RTV Palma
- Type: Terrestrial television
- Country: Serbia
- Headquarters: Ilije Garašanina 20 (Initially) Teodora Drajzera 19

Ownership
- Owner: Palma Ltd d.o.o.
- Key people: Miodrag Vujović

History
- Launched: 18 March 1993
- Closed: 26 December 2006; 19 years ago (Later reappeared intermittently without authorization)

Links
- Website: www.rtvpalma.co.yu

= RTV Palma =

Serbian television station

RTV Palma (Serbian: РТВ Палма, lit. Palm tree) was a privately owned television station based in Belgrade, Serbia. The station was owned by Palma Ltd, a company founded in October 1991 by Belgrade lawyer Miodrag "Miki" Vujović, and grew out of his earlier channel MV Channel Real Times, which began broadcasting business news and satellite programming in January 1992. TV Palma itself launched on 18 March 1993 as Belgrade’s sixth television station, initially broadcasting from premises linked to the newspaper Borba and the Socialist Party of Serbia (SPS). Press reports at the time noted speculation that Vujović’s stations were ideologically close to the SPS, which he denied.

In its early years TV Palma was known for a schedule dominated by turbo-folk music videos and late-night hardcore pornography, later adding pirated films, foreign satellite channels, telenovelas and imported US series. By late 1998 the station shifted its focus towards political and arts talk shows, including programmes associated with the Serbian Radical Party such as Radikalski talasi, alongside cultural, religious and entertainment formats.
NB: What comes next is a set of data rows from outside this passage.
PR #1631, opened 2025-03-14
Fixed the Mattermost notifier

Nebelherr23:
When I first poked around to write this, the notifier did not account for two things:

- imageFile being None (which would cause the notifier to barf)
- the base64-encoded string hitting a server-side max_body_size, resulting in a 400 - Bad Request and a log entry of "Premature EoF" on the side of the Mattermost instance

I decided to remove the image from the payload for these two reasons.

Alos this fixes the Test function (which didn't barf, but plain refused to work).

### DIFF
--- a/mylar/notifiers.py
+++ b/mylar/notifiers.py
@@ -484,7 +484,7 @@ class MATTERMOST:
         if module is None:
             module = ''
         module += '[NOTIFIER]'
-
+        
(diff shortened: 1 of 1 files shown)


Nebelherr23:
Oi, I hate git... Worked it against the wrong branch...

During and after the overthrow of Slobodan Milošević on 5 October 2000, TV Palma briefly suspended its signal and later broadcast Milošević’s first and only post-overthrow television interview. In late 2001 all political shows were cancelled and the programme was reoriented towards more commercial entertainment, a change described by one host as a precondition for the station to broadcast via satellite.
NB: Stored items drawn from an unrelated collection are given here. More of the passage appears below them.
PR #22589, opened 2018-10-03
Add removed constructor to restore backward compatibility

fitmanyak:
Add removed constructor to `com.sun.enterprise.admin.util.AuthenticationInfo` to restore backward compatibility. This fixes https://youtrack.jetbrains.com/issue/IDEA-194181 .

### DIFF
--- a/nucleus/admin/util/src/main/java/com/sun/enterprise/admin/util/AuthenticationInfo.java
+++ b/nucleus/admin/util/src/main/java/com/sun/enterprise/admin/util/AuthenticationInfo.java
@@ -28,7 +28,14 @@ public final class AuthenticationInfo {
     private final char[] password;
 
     /**
-     * The only way to construct the instances of this class.
+     * @param user      the user name for the connection
+     * @param password  the clear text password for the connection
+     */
+    public AuthenticationInfo(String user, String password) {
+        this(user, password.toCharArray());
+    }
+
+    /**
      * @param user      the user name for the connection
      * @param password  the clear text password for the connection
      */


nucleus/admin/util/src/main/java/com/sun/enterprise/admin/util/AuthenticationInfo.java
```diff
@@ -28,7 +28,14 @@
     private final char[] password;
 
     /**
-     * The only way to construct the instances of this class.
+     * @param user      the user name for the connection
+     * @param password  the clear text password for the connection
+     */
+    public AuthenticationInfo(String user, String password) {
+        this(user, password.toCharArray());
```
pzygielo: :-1: I've seen many recommendations to avoid using `String` for password passing, none in favour of it.

smillidge: this is adding in a previously removed constructor which IntelliJ uses changing to char[] would again break IntelliJ. So the question is should we fix IntelliJ support or should IntelliJ fix the plugin?

pzygielo: [Marc reported](https://youtrack.jetbrains.com/issue/IDEA-194181#focus=streamItem-27-3084070-0-0)
> From IntelliJ IDEA 2018.2.4 build 18 Sept. 2018, did NOT encounter the problem anymore.

fitmanyak: Problem is still reproducing with any version of IntelliJ IDEA. But backward compatibility was restored in Payara (https://github.com/payara/Payara/issues/2328).

pzygielo: > Problem is still reproducing with any version of IntelliJ IDEA.

Yet [Marc' comment for IDEA-194181](https://youtrack.jetbrains.com/issue/IDEA-194181#focus=streamItem-27-3084070-0-0) remains uncorrected.

> But backward compatibility was restored in Payara ([payara/Payara#2328](https://github.com/payara/Payara/issues/2328)).

IMO - it's bad idea to have this Ctor back just for testability. Should be fixed in Intelli-J or other clients.
It is class in `com.sun` package, and some, [first example from](https://stackoverflow.com/a/8565783) @BalusC recommend:
> It's preferable to not use those classes directly in your code as it would make your code tight coupled to the implementation.

Thus - developers shall follow changes in API used.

TV Palma was involved in several legal and regulatory disputes over broadcasting frequencies and licences. In the mid-1990s it unsuccessfully challenged BK Telecom over the use of the 12th channel. In 2001 Federal Minister of Telecommunications Boris Tadić listed TV Palma, TV Pink and BK Telecom among broadcasters that allegedly owed substantial unpaid fees and were “more than close” to the SPS, and in 2006 the Republic Broadcasting Agency (RBA) refused Palma a terrestrial frequency for Belgrade, a decision supported by the Democratic Party on grounds including hate speech and anti-democratic propaganda. The RBA ordered the shutdown of TV Palma’s terrestrial broadcasts in December 2006, after which the station reappeared intermittently via satellite, local transmitters and, from 2011, cable platforms until its cable licence was revoked on 8 January 2013 due to accumulated debt. The channel’s logo and visual style have since been referenced in Serbian hip hop and other popular culture, notably in the 2015 music video for Mimi Mercedez’s single “Suši”.

==History==
TV Palma was owned by Palma Ltd, a company set up in October 1991 by Belgrade-based lawyer Miodrag Miki Vujović. On 18 March 1993, TV Palma was launched as Belgrade's sixth TV station. Initially, it broadcast on the 39th channel from 17:00 to 02:00, and was one of the first TV stations in Serbia to play hardcore pornography (starting at a quarter to 01:00). The adult segment was later moved to 02:00, but the decision was reversed after public outcry.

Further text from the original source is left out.